A PEDAGOGIA DA POLÍTICA

            Aristóteles, o filósofo grego, quando tratou da política, iniciou pela comparação da cidade a uma associação que, por sua vez, se forma tendo por alvo algum bem a ser alcançado. A teoria explicativa da formação da sociedade, para o filósofo, é que ela surgiu da junção de algumas famílias que observaram o funcionamento da natureza e assim estabeleceram um governo que passou a ditar as leis e a normas morais.
            Feita esta identificação da formação da sociedade e do Estado, Aristóteles empenha-se a discutir a economia doméstica, isto porque, sendo o Estado uma reunião de famílias, a economia da sociedade imita o que ocorre na família que, para ser completa, deve compreender escravos e indivíduos livres, componentes das partes “indecomponíveis”, subdivididas em três classes de combinações: o senhor e o escravo; o marido e a mulher, os pais e os filhos.

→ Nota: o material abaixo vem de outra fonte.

PR #1475, opened 2020-08-06
Add LoggerConfiguration.CreateLogger(bool) overload

sungam3r:
Hi. I know that by design Serilog catches all exceptions from sinks. Nevertheless, we have cases when it is necessary to receive exception. I have added `LoggerConfiguration.CreateLogger(bool)` overload. No breaking changes. Just one bool switch to decide whether to wrap sinks into `SafeAggregateSink`. @nblumhardt What do you think?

            Ao analisar as “três classes” existentes no ambiente familiar e estendidas para a sociedade, Aristóteles se deu conta de que havia um quarto elemento que envolvia a todos, e ele denominou de “acumulação da fortuna”, cuja origem mais estruturada, surgia da relação entre senhores e escravos. Com esse entendimento, seja para a manutenção da família ou para a manutenção da sociedade, a economia se convertia em uma arte que deveria ser aprendida.
            Reunindo os elementos para produzir a fortuna e, acima de tudo, para construir o processo como uma arte faltava apenas os instrumentos apropriados a serem colocados em ordem, para que tudo se harmoniza-se, como ocorria com as forças da natureza. Então disse o filósofo: se todas as artes precisam de instrumentos próprios, a economia, sendo uma arte, precisa dos seus. No entanto, os instrumentos podem ser animados e inanimados. Por exemplo, para o piloto, o leme é um instrumento vivo. O operário, nas artes, é considerado um instrumento. Do mesmo modo, a propriedade é um instrumento essencial à vida e o escravo uma propriedade viva. Como instrumento, o trabalhador é sempre o primeiro a ser utilizado  entre todos.  

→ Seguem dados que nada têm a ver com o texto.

Issue #1512, opened 2020-12-10
'Destructure.ByTransforming<T>' should have an option to consider hierarchies


julealgon:
**Is your feature request related to a problem? Please describe.**
I'm using an `Encoding` property in one of my models, and I'm serializing that into the logger. I noticed that an exception was being thrown because of the specific `Encoding` instance during serialization.

I then proceeded to create a destructuring policy for that type to avoid the problem:

```csharp
.Destructure.ByTransforming<Encoding>(e => e.ToString())
``` 
This did not work: I was still getting the exact same exception as before.

After thinking for a bit, I realized my instance was not exactly an `Encoding` instance, but a derived, internal type returned by `Encoding.UTF8`.

The `ByTransforming` call is never hit because the type check done internally uses the instance's exact type:

https://github.com/serilog/serilog/blob/e82213e98ece04bdfcb13d066f91b987ca4921c6/src/Serilog/Configuration/LoggerDestructuringConfiguration.cs#L118

**Describe the solution you'd like**
I'd like at least an option to also take any derived type into consideration when using `ByTransforming`, even if that requires a specific overload. I believe the current API is misleading.

I propose the following (which is something FluentAssertions does for exceptions):
- `ByTransforming<T>` : match any type that "is a T"
- `ByTransformingExactly<T>` : match only exactly type T

I believe this would result in a more intuitive API.

**Describe alternatives you've considered**
I had to create a custom `IDestructuringPolicy` and perform the logic inside.

I believe I could also use `ByTransformingWhere` but I felt the call would be quite misleading to readers:
`ByTransformingWhere<Encoding>(t => t.IsAssignableTo(typeof(Encoding)), e => e.ToString())`

**Additional context**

            De lá para cá, ocorreram muitas mudanças nas formas de ver e de constituir a sociedade e o Estado, mas, na essência, o pensamento continuou o mesmo e, por uma conclusão antecipada, podemos perceber que tudo se deve ao elemento fundador das diferenças, que são as classes sociais.
            De outro modo, outros dois elementos sempre estiveram presentes na estruturação e na condução da sociedade que, resumidamente podemos chamar de: propriedade privada e Estado. Dessa forma, desde o passado até os nossos dias, sempre que se pensou em produção e em política, teve-se em mente a propriedade e o Estado. Como isso acontece na atualidade?
            Do ponto de vista dos proprietários dos meios de produção, quando discutem a política, apegam-se à estrutura do Estado como sendo um instrumento vivo para garantir que a acumulação da fortuna continue acontecendo, e que, a “harmonia” social, da mesma forma, imite a sintonia existente entre as forças da natureza. Nesse sentido, todas as partes, exceto os patrões e os governantes, constituem os instrumentos que estão a serviço da produção da riqueza sendo que, os trabalhadores vêm em primeiro lugar. Logo, se no passado os senhores eram os cidadãos proprietários, com direito à fortuna, os escravos, os animais, as máquinas etc., eram os instrumentos de produção e reprodução da fortuna com direito à sobrevivência.
            A relação direta da política com o Estado também se forma pela visão dos trabalhadores. Ou seja, quando os trabalhadores pensam em participarem da política, logo se preparam para chegarem ao comando administrativo da antiga “associação de famílias” que, hoje compreendemos como sendo a sociedade capitalista com o Estado capitalista.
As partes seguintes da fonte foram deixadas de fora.